# DATA SUPPLIED
PR #4253, opened 2025-04-25
feat(window): dynamic window frame incremental updates

f4t4nt:
Add support for incremental updates for window functions rather than recalculating each window


src/daft-recordbatch/src/ops/window.rs
```diff
@@ -127,19 +130,102 @@ impl RecordBatch {
...
-            min_periods,
-            total_rows,
-        )
+        match agg_expr {
+            AggExpr::Sum(_)
+            | AggExpr::Count(..)
+            | AggExpr::Mean(_)
+            | AggExpr::Min(_)
+            | AggExpr::Max(_)
+            | AggExpr::CountDistinct(_) => self.window_agg_rows_optimized(
```
kevinzwang, line 139: I notice you have this match but also one in `create_window_agg_state`. Could we consolidate them?

src/daft-recordbatch/src/ops/window.rs
```diff
@@ -127,19 +130,102 @@ impl RecordBatch {
...
+                start_boundary,
+                end_boundary,
+                min_periods,
+                total_rows,
+            ),
+        }
+    }
+
+    #[allow(clippy::too_many_arguments)]
+    fn window_agg_rows_optimized(
```
kevinzwang, line 160: This is not a very descriptive name. There's other optimized ways to compute window as well. Let's give it a better name + also add some doc strings to describe what it does

kevinzwang (commented):
Also comments offline about the WIndowAggState

src/daft-recordbatch/src/ops/window_states/count.rs
```diff
@@ -0,0 +1,54 @@
...
+    count: usize,
+    count_vec: Vec<u64>,
+}
+
+impl CountWindowState {
+    pub fn new(source: &Series, total_length: usize) -> Self {
+        let source_bitmap = source
+            .validity()
+            .cloned()
+            .unwrap_or_else(|| Bitmap::new_constant(true, source.len()));
```
kevinzwang, line 18: Instead of creating this true bitmap here, could we just store the `Option<Bitmap>` here? Then, just have different implementations for `add` and `remove`.

Also, could we just store the reference to the bitmap here instead of cloning? I believe it would need to be an `Option<&'a Bitmap>`, and the struct would need to have a specified lifetime as well (`CountWindowState<'a>`). (If not, don't worry too much since cloning a bitmap doesn't look that expensive)

kevinzwang: Another note actually: There are multiple different count modes, which handle validity differently. The count mode can be obtained from the second argument to `AggExpr::Count`. Let's handle those correctly here too

src/daft-recordbatch/src/ops/window_states/mod.rs
```diff
@@ -0,0 +1,106 @@
...
+
+    /// Build the final result series containing all accumulated results
+    fn build(&self) -> DaftResult<Series>;
+}
+
+#[derive(Debug, Clone)]
+pub struct IndexedValue {
+    pub value: Series,
+    pub idx: u64,
+}
```
kevinzwang, line 38: Instead of storing both an index and a value in IndexedValue, could we just store the index and a reference to the entire series? Then, slice the series during the comparisons. That should reduce the amount of data that needs to be stored at a time.

src/daft-recordbatch/src/ops/window_states/mod.rs
```diff
@@ -0,0 +1,106 @@
...
+impl PartialEq for IndexedValue {
+    fn eq(&self, other: &Self) -> bool {
+        if self.idx != other.idx {
+            return false;
+        }
+
+        match self.value.equal(&other.value) {
+            Ok(result) => result.into_iter().all(|x| x.unwrap_or(false)),
+            Err(_) => false,
+        }
```
kevinzwang, line 51: Is this necessary? I'm assuming the indices will tell us if they are equal or not.

src/daft-recordbatch/src/ops/window_states/mod.rs
```diff
@@ -0,0 +1,106 @@
...
+
+        Some(Ordering::Greater)
+    }
+}
+
+impl Ord for IndexedValue {
+    fn cmp(&self, other: &Self) -> Ordering {
+        self.partial_cmp(other).unwrap_or(Ordering::Equal)
+    }
+}
```
kevinzwang, line 84: Ord only really makes sense for things that are strictly ordered, which is not true for null (which I do see you accounting for in your `min` and `max` impls) as well as NaN. Let's maybe add some docstrings to the struct definition to mention that, and also handle the NaN case?

kevinzwang (commented):
Looks good overall! Had some comments about specific implementations.

src/daft-recordbatch/src/ops/window_states/sum.rs
```diff
@@ -0,0 +1,132 @@
...
+{
+    fn add(&mut self, start_idx: usize, end_idx: usize) -> DaftResult<()> {
+        assert!(
+            end_idx > start_idx,
+            "end_idx must be greater than start_idx"
+        );
+
+        for i in start_idx..end_idx {
+            if self.source.is_valid(i) {
+                self.sum = self.sum + self.source.get(i).unwrap();
```
kevinzwang, line 66: I suspect that this will be an issue for NaNs, since when you encounter a NaN, adding it to `self.sum` will result in NaN, which is fine, but when you try to remove it, `NaN - NaN = NaN`, so it's going to be NaNs for the rest of the partition

src/daft-recordbatch/src/ops/window_states/sum.rs
```diff
@@ -0,0 +1,132 @@
...
+where
+    T: DaftPrimitiveType,
+    T::Native: Zero + Add<Output = T::Native> + Sub<Output = T::Native> + Copy,
+{
+    source: DataArray<T>,
+    sum: T::Native,
+    sum_vec: Vec<T::Native>,
+    valid_count: usize,
+    validity: MutableBitmap,
+    _phantom: PhantomData<&'a ()>,
```
kevinzwang, line 23: It looks like we often have this `_phantom` marker here because we end up not storing the series directly. Wonder if it's even worth it to have the specified lifetime tbh. Maybe we should just remove it. For the case of `Series`, cloning it is pretty cheap anyway. Sorry about that

src/daft-recordbatch/src/ops/window_states/mod.rs
```diff
@@ -0,0 +1,178 @@
...
+) -> DaftResult<Option<Box<dyn WindowAggStateOps<'a> + 'a>>> {
+    match agg_expr {
+        AggExpr::Sum(_) => sum::create_for_type(source, total_length),
+        AggExpr::Count(_, mode) => Ok(Some(Box::new(CountWindowState::with_count_mode(
+            source,
+            total_length,
+            *mode,
+        )))),
+        AggExpr::Min(_) => Ok(Some(Box::new(MinWindowState::new(source, total_length)))),
+        AggExpr::Max(_) => Ok(Some(Box::new(MaxWindowState::new(source, total_length)))),
```
kevinzwang, line 170: The NaN treatment of min and max is kind of unclear to me, even for the aggregation kernels right now. Maybe let's just comment these out for now until we solidify the behavior of NaNs in min and max, with a comment describing why.

src/daft-recordbatch/src/ops/window.rs
```diff
@@ -127,19 +125,114 @@ impl RecordBatch {
...
+                if frame_end > prev_frame_end {
+                    agg_state.add(prev_frame_end, frame_end)?;
+                }
+
+                // Update previous boundaries for the next iteration
+                prev_frame_start = frame_start;
+                prev_frame_end = frame_end;
+                validity.push(true);
+            } else {
+                validity.push(false);
```
kevinzwang, line 215: Depending on what the default value for MutableBitmap is, one of these isn't necessary

src/daft-recordbatch/src/ops/window_states/sum.rs
kevinzwang: Let's also add a test for this

kevinzwang (commented):
Looks good, just some edge cases we need to cover

src/daft-dsl/src/expr/window.rs
```diff
@@ -76,6 +76,16 @@ impl WindowFrame {
...
 
+impl WindowFrame {
+    pub fn from_window_boundary(start: WindowBoundary, end: WindowBoundary) -> Self {
+        Self {
+            frame_type: WindowFrameType::Rows,
+            start,
+            end,
+        }
+    }
+}
```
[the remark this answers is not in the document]
f4t4nt: this is temporary, i address it properly in #4235 where we no longer need frame_type:

```rs
impl WindowFrame {
    pub fn from_window_boundary(start: WindowBoundary, end: WindowBoundary) -> Self {
        Self {
            start,
            end,
        }
    }
}
```

src/daft-recordbatch/src/ops/window_states/sum.rs
```diff
@@ -0,0 +1,165 @@
...
+
+        for i in start_idx..end_idx {
+            if self.source.is_valid(i) {
+                let value = self.source.get(i).unwrap();
+                if let Some(is_nan) = &self.is_nan
+                    && is_nan.get(i).unwrap()
+                {
+                    self.nan_count += 1;
+                } else {
+                    self.sum = self.sum + value;
```
kevinzwang, line 78: Very minor nit

```suggestion
                    self.sum += value;
```

src/daft-recordbatch/src/ops/window_states/sum.rs
```diff
@@ -0,0 +1,165 @@
...
+    fn remove(&mut self, start_idx: usize, end_idx: usize) -> DaftResult<()> {
+        for i in start_idx..end_idx {
+            if self.source.is_valid(i) {
+                let value = self.source.get(i).unwrap();
+                if let Some(is_nan) = &self.is_nan
+                    && is_nan.get(i).unwrap()
+                {
+                    self.nan_count -= 1;
+                } else {
+                    self.sum = self.sum - value;
```
kevinzwang, line 95: Same minor nit here

```suggestion
                    self.sum -= value;
```

src/daft-recordbatch/src/ops/window_states/mean.rs
```diff
@@ -0,0 +1,101 @@
...
+        self.sum.evaluate()?;
+        self.count.evaluate()?;
+        Ok(())
+    }
+
+    fn build(&self) -> DaftResult<Series> {
+        let sum_series = self.sum.build()?;
+        let count_series = self.count.build()?;
+
+        Ok((sum_series / count_series).unwrap())
```
kevinzwang, line 57: Not sure if you have done this yet but let's just make sure that this would give the same result data types as doing a mean.

kevinzwang: It looks like the Series implementation of mean always results in Float64 or Decimal128, and how they do that is by casting the input arrays to one of the two. Not sure if we would want to do that too, but either way the output should be either Float64 or Decimal128 and let's check to make sure that's true.

kevinzwang (commented):
Looks great overall, some hopefully final comments. Re-request a review once you have addressed them and I'll quickly look over it.

src/daft-recordbatch/src/ops/window.rs
```diff
@@ -127,19 +131,112 @@ impl RecordBatch {
...
+                    start_boundary,
+                    end_boundary,
+                    min_periods,
+                    total_rows,
+                )
+            }
+            Err(e) => {
+                // Error during setup (e.g., type incompatibility), propagate it
+                Err(e)
+            }
```
kevinzwang, line 163: We can use Rust's question mark syntax here instead and just match on the option: 
`match create_window_agg_state(source, agg_expr, total_rows)? {`

src/daft-recordbatch/src/ops/window_states/mean.rs
f4t4nt: The tests for mean have been passing and they definitely have floats, is this still needed?

src/daft-recordbatch/src/ops/window_states/sum.rs
f4t4nt: ```binary assignment operation `+=` cannot be applied to type `<T as DaftPrimitiveType>::Native````

src/daft-local-execution/src/sinks/window_partition_and_order_by.rs
```diff
@@ -169,7 +169,20 @@ impl BlockingSink for WindowPartitionAndOrderBySink {
                                 {
                                     *partition = match window_expr {
                                         WindowExpr::Agg(agg_expr) => {
-                                            partition.window_agg(agg_expr, name.clone())?
+                                            let dtype =
+                                                agg_expr.to_field(&params.original_schema)?.dtype;
+                                            let frame = WindowFrame::from_window_boundary(
+                                                WindowFrameType::Rows,
+                                                WindowBoundary::UnboundedPreceding(),
+                                                WindowBoundary::Offset(0),
```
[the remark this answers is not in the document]
f4t4nt: With WindowPartitionAndDynamicFrameSink, we only support aggregations which is a minor difference as WindowPartitionAndOrderBySink supports all window expressions. I don't think there's any substantial difference besides this though.

src/daft-recordbatch/src/ops/window_states/sum.rs
kevinzwang: It looks like if you add `+ AddAssign` to the `NumericNative` trait, it will work.

src/daft-recordbatch/src/ops/window_states/mean.rs
kevinzwang: It's not just about float tests, it's the behavior on all the different types that we can compute the mean of (signed integers, unsigned integers, floats, decimal 128). I don't see tests that cover all of those, and for the existing tests, I also don't see explicit checks on the data types.

But I'm not asking for you to add more tests. I'm asking for you to look over our code, see what division between two series does, and check if that, combined with the casting logic in `create_for_type`, gives the same data types as our `Series::mean`.

kevinzwang (commented):
Let's just be more thorough in validating the behavior here. We already have defined what we expect these functions to be doing, and any optimizations we do need to ensure that the result to the user stays the same.

ccmao1130 (approved):

kevinzwang (approved):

# DESCRIPTION OF THE TASK
Repeat, exactly as they stand above, the lines from the line with "kevinzwang, line 66: I" to the line with "kevinzwang, line 23: It", both lines included.

# ANSWER TO THE PROBLEM
kevinzwang, line 66: I suspect that this will be an issue for NaNs, since when you encounter a NaN, adding it to `self.sum` will result in NaN, which is fine, but when you try to remove it, `NaN - NaN = NaN`, so it's going to be NaNs for the rest of the partition

src/daft-recordbatch/src/ops/window_states/sum.rs
```diff
@@ -0,0 +1,132 @@
...
+where
+    T: DaftPrimitiveType,
+    T::Native: Zero + Add<Output = T::Native> + Sub<Output = T::Native> + Copy,
+{
+    source: DataArray<T>,
+    sum: T::Native,
+    sum_vec: Vec<T::Native>,
+    valid_count: usize,
+    validity: MutableBitmap,
+    _phantom: PhantomData<&'a ()>,
```
kevinzwang, line 23: It looks like we often have this `_phantom` marker here because we end up not storing the series directly. Wonder if it's even worth it to have the specified lifetime tbh. Maybe we should just remove it. For the case of `Series`, cloning it is pretty cheap anyway. Sorry about that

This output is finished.